■ ABOUT THIS EXERCISE
Whatever lines the data contains, output all of them unchanged.

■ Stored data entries
******

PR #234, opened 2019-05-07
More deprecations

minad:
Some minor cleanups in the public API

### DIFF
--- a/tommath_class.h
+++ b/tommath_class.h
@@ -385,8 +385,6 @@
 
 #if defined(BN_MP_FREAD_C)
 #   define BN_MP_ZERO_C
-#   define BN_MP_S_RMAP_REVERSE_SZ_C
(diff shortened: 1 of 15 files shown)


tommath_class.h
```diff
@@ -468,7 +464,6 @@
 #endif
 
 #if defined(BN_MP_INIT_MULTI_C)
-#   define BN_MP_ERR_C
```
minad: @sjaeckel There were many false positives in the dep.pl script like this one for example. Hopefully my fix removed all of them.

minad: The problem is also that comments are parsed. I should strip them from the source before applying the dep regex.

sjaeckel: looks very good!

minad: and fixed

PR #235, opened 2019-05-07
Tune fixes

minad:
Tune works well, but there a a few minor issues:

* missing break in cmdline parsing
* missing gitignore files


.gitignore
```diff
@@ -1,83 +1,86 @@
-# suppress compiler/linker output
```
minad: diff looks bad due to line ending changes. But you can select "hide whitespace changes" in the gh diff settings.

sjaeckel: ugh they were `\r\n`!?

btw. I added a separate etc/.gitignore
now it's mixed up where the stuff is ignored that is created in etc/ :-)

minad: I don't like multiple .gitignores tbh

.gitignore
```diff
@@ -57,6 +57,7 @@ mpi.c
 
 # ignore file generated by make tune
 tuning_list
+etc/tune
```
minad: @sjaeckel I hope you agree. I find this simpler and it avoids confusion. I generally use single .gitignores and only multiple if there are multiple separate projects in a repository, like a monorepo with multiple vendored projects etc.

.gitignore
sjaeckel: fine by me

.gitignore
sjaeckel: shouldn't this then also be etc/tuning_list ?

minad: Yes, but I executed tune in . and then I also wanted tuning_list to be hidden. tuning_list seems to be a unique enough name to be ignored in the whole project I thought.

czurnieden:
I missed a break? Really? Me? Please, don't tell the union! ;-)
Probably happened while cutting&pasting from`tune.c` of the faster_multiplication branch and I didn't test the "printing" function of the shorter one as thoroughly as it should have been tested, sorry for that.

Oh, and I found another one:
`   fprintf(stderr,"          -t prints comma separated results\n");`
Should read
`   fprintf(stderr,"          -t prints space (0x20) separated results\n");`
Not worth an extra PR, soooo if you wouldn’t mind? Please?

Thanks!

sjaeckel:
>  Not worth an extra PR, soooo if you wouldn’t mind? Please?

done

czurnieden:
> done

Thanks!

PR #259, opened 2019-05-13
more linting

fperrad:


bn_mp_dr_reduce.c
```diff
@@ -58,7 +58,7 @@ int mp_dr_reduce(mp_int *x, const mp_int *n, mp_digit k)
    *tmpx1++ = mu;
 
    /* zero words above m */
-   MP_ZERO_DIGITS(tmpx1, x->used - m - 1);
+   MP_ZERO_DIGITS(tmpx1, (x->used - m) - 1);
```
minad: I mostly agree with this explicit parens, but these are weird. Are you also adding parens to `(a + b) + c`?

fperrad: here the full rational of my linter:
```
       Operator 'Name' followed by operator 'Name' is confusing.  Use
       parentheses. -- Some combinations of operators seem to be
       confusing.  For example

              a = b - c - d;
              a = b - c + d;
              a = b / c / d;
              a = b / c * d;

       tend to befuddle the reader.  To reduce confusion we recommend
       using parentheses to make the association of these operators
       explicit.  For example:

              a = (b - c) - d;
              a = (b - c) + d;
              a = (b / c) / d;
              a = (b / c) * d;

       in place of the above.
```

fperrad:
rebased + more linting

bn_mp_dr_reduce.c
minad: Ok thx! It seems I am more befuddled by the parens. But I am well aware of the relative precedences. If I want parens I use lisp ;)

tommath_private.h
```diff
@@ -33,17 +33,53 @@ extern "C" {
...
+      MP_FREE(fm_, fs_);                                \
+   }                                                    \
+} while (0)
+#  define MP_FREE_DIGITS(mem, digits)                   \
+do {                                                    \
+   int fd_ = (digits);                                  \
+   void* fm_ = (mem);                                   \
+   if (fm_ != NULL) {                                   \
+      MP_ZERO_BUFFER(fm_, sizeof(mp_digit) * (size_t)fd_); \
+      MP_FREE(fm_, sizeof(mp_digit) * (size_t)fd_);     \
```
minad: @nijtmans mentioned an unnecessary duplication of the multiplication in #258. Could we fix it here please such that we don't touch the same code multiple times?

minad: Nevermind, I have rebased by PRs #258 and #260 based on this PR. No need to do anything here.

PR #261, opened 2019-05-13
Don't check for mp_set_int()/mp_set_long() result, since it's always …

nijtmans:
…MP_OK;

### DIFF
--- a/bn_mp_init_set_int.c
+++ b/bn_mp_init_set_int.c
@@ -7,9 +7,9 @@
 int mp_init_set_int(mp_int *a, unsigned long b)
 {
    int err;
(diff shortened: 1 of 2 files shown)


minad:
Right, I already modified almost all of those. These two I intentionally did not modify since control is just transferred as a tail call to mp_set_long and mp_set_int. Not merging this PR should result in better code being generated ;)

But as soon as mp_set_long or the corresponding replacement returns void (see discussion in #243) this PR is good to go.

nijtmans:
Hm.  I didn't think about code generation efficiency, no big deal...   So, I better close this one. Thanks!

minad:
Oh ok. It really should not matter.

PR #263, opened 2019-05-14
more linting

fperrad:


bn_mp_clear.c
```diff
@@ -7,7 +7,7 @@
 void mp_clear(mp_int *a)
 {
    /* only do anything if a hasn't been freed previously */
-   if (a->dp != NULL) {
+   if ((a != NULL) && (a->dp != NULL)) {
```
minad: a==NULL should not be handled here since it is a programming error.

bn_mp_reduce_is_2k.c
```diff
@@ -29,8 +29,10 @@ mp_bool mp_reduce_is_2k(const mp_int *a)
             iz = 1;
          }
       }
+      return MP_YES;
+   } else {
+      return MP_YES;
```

******

■ ANSWER FOR THE TASK
PR #234, opened 2019-05-07
More deprecations

minad:
Some minor cleanups in the public API

### DIFF
--- a/tommath_class.h
+++ b/tommath_class.h
@@ -385,8 +385,6 @@
 
 #if defined(BN_MP_FREAD_C)
 #   define BN_MP_ZERO_C
-#   define BN_MP_S_RMAP_REVERSE_SZ_C
(diff shortened: 1 of 15 files shown)


tommath_class.h
```diff
@@ -468,7 +464,6 @@
 #endif
 
 #if defined(BN_MP_INIT_MULTI_C)
-#   define BN_MP_ERR_C
```
minad: @sjaeckel There were many false positives in the dep.pl script like this one for example. Hopefully my fix removed all of them.

minad: The problem is also that comments are parsed. I should strip them from the source before applying the dep regex.

sjaeckel: looks very good!

minad: and fixed

PR #235, opened 2019-05-07
Tune fixes

minad:
Tune works well, but there a a few minor issues:

* missing break in cmdline parsing
* missing gitignore files


.gitignore
```diff
@@ -1,83 +1,86 @@
-# suppress compiler/linker output
```
minad: diff looks bad due to line ending changes. But you can select "hide whitespace changes" in the gh diff settings.

sjaeckel: ugh they were `\r\n`!?

btw. I added a separate etc/.gitignore
now it's mixed up where the stuff is ignored that is created in etc/ :-)

minad: I don't like multiple .gitignores tbh

.gitignore
```diff
@@ -57,6 +57,7 @@ mpi.c
 
 # ignore file generated by make tune
 tuning_list
+etc/tune
```
minad: @sjaeckel I hope you agree. I find this simpler and it avoids confusion. I generally use single .gitignores and only multiple if there are multiple separate projects in a repository, like a monorepo with multiple vendored projects etc.

.gitignore
sjaeckel: fine by me

.gitignore
sjaeckel: shouldn't this then also be etc/tuning_list ?

minad: Yes, but I executed tune in . and then I also wanted tuning_list to be hidden. tuning_list seems to be a unique enough name to be ignored in the whole project I thought.

czurnieden:
I missed a break? Really? Me? Please, don't tell the union! ;-)
Probably happened while cutting&pasting from`tune.c` of the faster_multiplication branch and I didn't test the "printing" function of the shorter one as thoroughly as it should have been tested, sorry for that.

Oh, and I found another one:
`   fprintf(stderr,"          -t prints comma separated results\n");`
Should read
`   fprintf(stderr,"          -t prints space (0x20) separated results\n");`
Not worth an extra PR, soooo if you wouldn’t mind? Please?

Thanks!

sjaeckel:
>  Not worth an extra PR, soooo if you wouldn’t mind? Please?

done

czurnieden:
> done

Thanks!

PR #259, opened 2019-05-13
more linting

fperrad:


bn_mp_dr_reduce.c
```diff
@@ -58,7 +58,7 @@ int mp_dr_reduce(mp_int *x, const mp_int *n, mp_digit k)
    *tmpx1++ = mu;
 
    /* zero words above m */
-   MP_ZERO_DIGITS(tmpx1, x->used - m - 1);
+   MP_ZERO_DIGITS(tmpx1, (x->used - m) - 1);
```
minad: I mostly agree with this explicit parens, but these are weird. Are you also adding parens to `(a + b) + c`?

fperrad: here the full rational of my linter:
```
       Operator 'Name' followed by operator 'Name' is confusing.  Use
       parentheses. -- Some combinations of operators seem to be
       confusing.  For example

              a = b - c - d;
              a = b - c + d;
              a = b / c / d;
              a = b / c * d;

       tend to befuddle the reader.  To reduce confusion we recommend
       using parentheses to make the association of these operators
       explicit.  For example:

              a = (b - c) - d;
              a = (b - c) + d;
              a = (b / c) / d;
              a = (b / c) * d;

       in place of the above.
```

fperrad:
rebased + more linting

bn_mp_dr_reduce.c
minad: Ok thx! It seems I am more befuddled by the parens. But I am well aware of the relative precedences. If I want parens I use lisp ;)

tommath_private.h
```diff
@@ -33,17 +33,53 @@ extern "C" {
...
+      MP_FREE(fm_, fs_);                                \
+   }                                                    \
+} while (0)
+#  define MP_FREE_DIGITS(mem, digits)                   \
+do {                                                    \
+   int fd_ = (digits);                                  \
+   void* fm_ = (mem);                                   \
+   if (fm_ != NULL) {                                   \
+      MP_ZERO_BUFFER(fm_, sizeof(mp_digit) * (size_t)fd_); \
+      MP_FREE(fm_, sizeof(mp_digit) * (size_t)fd_);     \
```
minad: @nijtmans mentioned an unnecessary duplication of the multiplication in #258. Could we fix it here please such that we don't touch the same code multiple times?

minad: Nevermind, I have rebased by PRs #258 and #260 based on this PR. No need to do anything here.

PR #261, opened 2019-05-13
Don't check for mp_set_int()/mp_set_long() result, since it's always …

nijtmans:
…MP_OK;

### DIFF
--- a/bn_mp_init_set_int.c
+++ b/bn_mp_init_set_int.c
@@ -7,9 +7,9 @@
 int mp_init_set_int(mp_int *a, unsigned long b)
 {
    int err;
(diff shortened: 1 of 2 files shown)


minad:
Right, I already modified almost all of those. These two I intentionally did not modify since control is just transferred as a tail call to mp_set_long and mp_set_int. Not merging this PR should result in better code being generated ;)

But as soon as mp_set_long or the corresponding replacement returns void (see discussion in #243) this PR is good to go.

nijtmans:
Hm.  I didn't think about code generation efficiency, no big deal...   So, I better close this one. Thanks!

minad:
Oh ok. It really should not matter.

PR #263, opened 2019-05-14
more linting

fperrad:


bn_mp_clear.c
```diff
@@ -7,7 +7,7 @@
 void mp_clear(mp_int *a)
 {
    /* only do anything if a hasn't been freed previously */
-   if (a->dp != NULL) {
+   if ((a != NULL) && (a->dp != NULL)) {
```
minad: a==NULL should not be handled here since it is a programming error.

bn_mp_reduce_is_2k.c
```diff
@@ -29,8 +29,10 @@ mp_bool mp_reduce_is_2k(const mp_int *a)
             iz = 1;
          }
       }
+      return MP_YES;
+   } else {
+      return MP_YES;
```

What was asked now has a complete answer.